> **Description of the task**: Take the listing below and print exactly the lines starting at the line containing "Only the records" and ending at the line containing "- Numeric quotas", both ends included, and no others.
________________________________________
PR #1131, opened 2026-04-07
clear Mooncake OpaqueClosure Caches

AstitvaAggarwal:
This PR closes #1116 by adding `clear_mooncake_caches!(; gc::Bool=false)` as a public API function that clears all Julia-level caches `Mooncake` holds globally.               
                                                                                           
**Problem** :                                           

- When `Mooncake` differentiates a function for the first time, it compiles a reverse-mode rule and stores it in `GLOBAL_INTERPRETERS` across three caches : `oc_cache` (compiled `OpaqueClosures`), `code_cache` (`CodeInstance` objects), and `inf_cache` (`InferenceResult` objects). These caches never shrink on their own.         
                                                                                  
- In long-running `Mooncake` sessions we end up differentiating many distinct function signatures - these accumulate indefinitely. (The Discourse thread linked in #1116 reported the user hitting ~4.5 GB from Mooncake's caches with no way to reclaim it)                                                          
 
**Solution :**

- Our function empties `oc_cache`, `code_cache.dict`, and `inf_cache` in-place for both `ForwardMode` and `ReverseMode` interpreters. After calling it, `Mooncake` re-derives rules from scratch on the next use, and the `GC` can reclaim the now-unreferenced `DerivedRule`, `CodeInstance`, and `InferenceResult` objects.                
                                                                                           
- The `gc` keyword (default false) optionally runs `GC.gc(true)` immediately after clearing for users who want memory reclaimed right away rather than at the next `GC` cycle.                                                           
                                                                                          
**What is exactly freed :** 

Clearing the caches makes the Julia-level objects (`DerivedRule`, `CodeInstance`, `InferenceResult`) `GC` eligible. The JIT-compiled native machine code in main memory is allocated by LLVM outside the GC heap and cannot be reclaimed from user code and remains for the lifetime of the process (at least as of Julia v1.12), to clear this we must restart the REPL instance itself.

### Documentation Preview

Mooncake.jl documentation for PR #1131 is available at:
https://chalk-lab.github.io/Mooncake.jl/previews/PR1131/

### Performance

Performance Ratio:
```
│                   sum_1000 │ 171.0 ns │     1.64 │        1.64 │   0.702 │        3.46 │   6.56 │
│                  _sum_1000 │ 952.0 ns │     7.08 │        1.01 │  4650.0 │        38.4 │   1.08 │
│               sum_sin_1000 │  7.18 μs │     3.55 │        1.44 │     1.6 │         9.8 │   1.78 │
│              _sum_sin_1000 │  6.02 μs │     3.84 │        2.02 │   259.0 │        11.6 │   2.19 │
│                   kron_sum │ 203.0 μs │     11.7 │        3.21 │    24.0 │       354.0 │   21.0 │
│              kron_view_sum │ 283.0 μs │     10.9 │        4.75 │    13.6 │       274.0 │    7.8 │
│      naive_map_sin_cos_exp │  2.64 μs │     2.66 │        1.36 │ missing │        6.04 │   1.91 │
│            map_sin_cos_exp │   2.6 μs │     3.07 │        1.45 │    1.95 │        5.13 │   2.44 │
│      broadcast_sin_cos_exp │   2.6 μs │     2.86 │        1.38 │     4.1 │        1.29 │   1.96 │
│                 simple_mlp │ 234.0 μs │     5.24 │        2.22 │    1.36 │        10.8 │   4.32 │
│                     gp_lml │ 206.0 μs │     12.1 │        3.59 │    12.4 │     missing │   8.14 │
│ turing_broadcast_benchmark │  2.17 ms │     4.61 │        2.84 │ missing │        25.0 │   1.85 │
│         large_single_block │ 401.0 ns │      5.4 │        1.97 │  4310.0 │        29.8 │   2.15 │
```


src/config.jl
```diff
@@ -5,6 +5,8 @@
         friendly_tangents::Bool=false,
         chunk_size::Union{Nothing,Int}=nothing,
         enable_nfwd::Bool=true,
+        empty_cache::Bool=false,
+        run_gc::Bool=false,
```
yebai: Let's drop `run_gc`, since one can always run `GC.gc(true)` themselves. 
```suggestion
```

test/interpreter/abstract_interpretation.jl
```diff
@@ -124,4 +124,53 @@ end
             @test grad[2] == [2.0, 0.0, 1.0]
         end
     end
+
+    @testset "Config(empty_cache=true)" begin
```
yebai, line 128: It looks like fairly excessive tests for this simple feature. Can you find the minimally necessary tests?

AstitvaAggarwal: addressed this and the above review

yebai (approved):

PR #1144, opened 2026-04-13
Fix ci failures

AstitvaAggarwal:
### Documentation Preview

Mooncake.jl documentation for PR #1144 is available at:
https://chalk-lab.github.io/Mooncake.jl/previews/PR1144/

### Performance

_Pending. No performance comment found yet._


test/ext/dynamic_expressions/dynamic_expressions.jl
```diff
@@ -136,7 +136,7 @@ end
 end
 
 @testset "Use in DynamicExpressions + Optim optimization" begin
-    let
+    @test_broken let
```
yebai: Do you understand why this is broken? Let's try to fix it if it is a Mooncake issue.

AstitvaAggarwal: We are trying to use `Optim`, the transitive dependancy is : 
`Optim`->`LineSearches`->`NLSolversBase`->`DifferentiationInterface`. 
So since `DI` bounds `Mooncake`, this testset is broken for (`Mooncake >v0.5.25`)

gdalle: For future reference, the upper bound on Mooncake was introduced by @wsmoses in https://github.com/JuliaRegistries/General/pull/152662 because of the breaking Mooncake changes listed in https://github.com/JuliaDiff/DifferentiationInterface.jl/issues/986, which had already caused issues in packages such as https://github.com/JuliaGeometry/Meshes.jl/pull/1324

PR #228, opened 2026-07-31
Convert audit-context-building to a dynamic workflow

KernelClint:
## What this does

`audit-context-building` held a fixed plan that ran the same steps over many functions and spawned subagents from prose. That is a workflow, so it is one now.

`workflows/audit-context.js` ships as `/audit-context-building:audit-context <path>` and runs three phases:

1. **Orient** — map the modules, the ways in from outside, who can reach them, and the data that persists between calls. Rank the functions that carry the most weight.
2. **Analyze** — one `function-analyzer` subagent per function. Each writes its prose to `audit-context/functions/` and returns a schema-validated record.
3. **Synthesize** — derive the rules that span several functions and write `audit-context/DOSSIER.md`.

Only the records cross back into the calling session. A subagent bound to a return schema has nowhere to put a wall of text, which is what keeps per-function prose out of the context window. The skill routes to the workflow rather than analyzing inline.

## Other changes

- `SKILL.md` said a section needed a minimum of 5 assumptions, `OUTPUT_REQUIREMENTS.md` said 3 for the same section, and the agent was pointed at both. Resolved.
- `OUTPUT_REQUIREMENTS.md` and `COMPLETENESS_CHECKLIST.md` collapsed into one `ANALYSIS_FORMAT.md`. The per-function checklist existed in four places.
- Numeric quotas removed. Minimum counts of invariants, assumptions, and applications of a technique produce padding rather than analysis.
- `commands/audit-context.md` deleted. Its `--focus` flag reached a skill that never accepted one, and its command name collided with the workflow's.
- `DOMAIN_NOTES.md` added, mapping the format across smart contracts, C and C++, decompiled firmware, and web services.
- Worked example now covers C and Solidity.
- Two README links pointed at plugins that do not exist. Fixed.
- User-facing text rewritten in plainer language.
- `SKILL.md` is 302 lines to 78.

## Tests

Four cases under `evals/`:

```bash
claude plugin eval plugins/audit-context-building --judge-model sonnet
```

Run it **by name** to get the with/without arm.

| case | target | checks |
| --- | --- | --- |
| `dispatches-not-inlines` | C | routes the work instead of analyzing in the caller's context |
| `contract-continuity` | Solidity | finds the `unchecked` branch of `_charge`; treats `feeSink.notify()` as untrusted |
| `decompiled-continuity` | Ghidra output | the copy length comes from a function not in the listing; does not claim an unnamed function "is `memcpy`" |
| `continuity-across-calls` | C | the bound sits two calls down, on one of two branches |

### What the numbers actually show

Be skeptical of these tests. Measured with `--ablation with-without`:

- **`contract-continuity` and `decompiled-continuity` both score 1.00 with no plugin loaded.** A capable model finds the `unchecked` branch, treats the unimplemented interface as untrusted, and declines to assert what an unresolved symbol does, entirely unaided. These two confirm behavior against regression. They do not demonstrate the plugin causes it.
- **`continuity-across-calls`** measured Δ +0.30 on the last run and Δ +0.07 on an earlier one. Treat it as noisy at n=2–3.
- **`dispatches-not-inlines` has not been reliably measured.** It scored Δ +0.33 on an earlier revision. On later runs the plugin arm was hitting `max_turns: 20` and being truncated before it answered, which the graders scored as a routing failure. The limit is now 40 and the case has not been re-run since.

### One known cost

The plugin arm uses roughly twice the turns of a bare agent on the same prompt, because `SKILL.md` points at three reference files that are read before any work starts. That is real overhead, not a harness artifact.

## For the reviewer

Per the Maker Week rules this needs a cold run before it merges. Two things worth doing:

1. Run `/audit-context-building:audit-context` against a real target. Check that `DOSSIER.md` and the per-function files land on disk, and that what comes back to your session is a short index rather than the analysis. That behavior is the point of the change and the eval harness cannot test it, since it invokes skills and not workflows.
2. Run `claude plugin eval plugins/audit-context-building --judge-model sonnet` and see what `dispatches-not-inlines` does at the new turn limit. That is the open question above.

`CODEOWNERS` is unchanged — @omarinuwa is still the author and I did not add myself.


KernelClint:
Correcting the Tests section above: the line calling `dispatches-not-inlines` "the case that separates from a no-plugin baseline" was based on a measurement of an earlier revision of `SKILL.md`.

A later readability pass reworded the routing section, and a re-run of the full suite shows that case now scores **worse** with the plugin than without it. The other three cases are unaffected.

I am restoring the wording that measured well and re-running that case. Will post the numbers and update the PR body when it lands. Please hold off reviewing the Tests claims until then — the rest of the diff is unaffected.

omarinuwa (approved):

kz-tob (approved):

PR #230, opened 2026-07-31
Convert spec-to-code-compliance to a dynamic workflow

KernelClint:
Maker Week verdict on `spec-to-code-compliance`: **convert to a workflow**. The skill held a fixed seven-phase
plan and drove a subagent from prose, and its Phase 3 required line-by-line YAML IR for every function in the
codebase before Phase 4 could begin. On any real target the context window is exhausted partway through, so the
first few requirements get a real check and the rest get a plausible one — and the two read identically.

## What it does now

`workflows/spec-compliance.js` extracts requirements once, then gives **each requirement its own agent** to hunt
the code with, so no context ever holds the whole behavioral model. Divergences go to two agents that did not
produce them, one re-reading the code and one re-reading the document, and anything either knocks down is
dropped. A separate agent sweeps the reverse direction for behavior no document mentions, which a
requirement-driven pass cannot reach.

SKILL.md is 113 lines, down from 357. It keeps what stays judgment: which verdicts matter, and whether a gap is
a code fix or a documentation fix.

Removed and replaced:

- `OUTPUT_REQUIREMENTS.md` — set minimum item counts ("minimum 10 Spec-IR items", "at least 3 invariants") in
  the same file as "zero speculation". A spec with fewer requirements can only meet a quota by inventing them.
  The workflow's schemas carry the structure instead.
- `COMPLETENESS_CHECKLIST.md` — a self-verification pass.
- `IR_EXAMPLES.md` — 417 lines demonstrating YAML formats the schemas now enforce. Its domain calibration is
  kept in a shorter form, below.
- `commands/spec-compliance.md` — forwarded two arguments to the skill, required naming the spec that Phase 0
  exists to discover, and would have collided with the workflow on the same slash command.

Added, following the `audit-context-building` conversion: `DOMAIN_NOTES.md` maps what counts as a specification
and where enforcement hides across contracts, C and C++, services, and decompiled firmware, plus scoping a check
against an RFC rather than a project document. `WORKED_EXAMPLE.md` carries three requirements to a verdict, one
per verdict that is easy to get wrong. `ANALYSIS_FORMAT.md` holds the on-disk format in one place.

## Bugs fixed

- SKILL.md classified undocumented behavior as `UNDOCUMENTED CODE PATH` while the other two resources called it
  `code_stronger_than_spec`, and the former was not one of the six legal `match_type` values — so following the
  skill emitted a verdict outside its own enum.
- Requirement ids came from independent per-document agents, so two documents both numbering from `REQ-01`
  collided in the report and in on-disk filenames. Confirmed real in the live run below.
- An unresolvable `agentType` failed all six requirement checks and returned nothing salvageable. It now falls
  back to the default agent with the checker's rules inlined.

## Evidence

Ran end to end against `evals/documents-contradict/fixture`: 26 requirements from two documents, 6 checked
(fan-out limit), 3 divergences found, none refuted, none unverified. It found the operator zeroing balances via
`reassign` against the spec's "MUST NOT be able to reduce a member's balance", and the Senior-tier collateral
bypass from both directions. It reported the SPEC/README fee contradiction as a documentation fix, noting the
README presents the change as deliberate. The report named all 20 unchecked requirements as unknown rather than
compliant, and declined to give the unchecked fee requirements a verdict while still reporting the contradiction
as a direct observation. 23 agents, 580k subagent tokens, 332s.

Three eval cases, run with `--ablation with-without --judge-model sonnet`:

| Case | With | Without | Δ |
|---|---|---|---|
| `routes-not-inline` | 1.00 | 0.00 | +1.00 |
| `name-is-not-evidence` | 1.00 | 1.00 | 0.00 |
| `documents-contradict` | 1.00 | 1.00 | 0.00 |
________________________________________
> **Answer space**:
Only the records cross back into the calling session. A subagent bound to a return schema has nowhere to put a wall of text, which is what keeps per-function prose out of the context window. The skill routes to the workflow rather than analyzing inline.

## Other changes

- `SKILL.md` said a section needed a minimum of 5 assumptions, `OUTPUT_REQUIREMENTS.md` said 3 for the same section, and the agent was pointed at both. Resolved.
- `OUTPUT_REQUIREMENTS.md` and `COMPLETENESS_CHECKLIST.md` collapsed into one `ANALYSIS_FORMAT.md`. The per-function checklist existed in four places.
- Numeric quotas removed. Minimum counts of invariants, assumptions, and applications of a technique produce padding rather than analysis.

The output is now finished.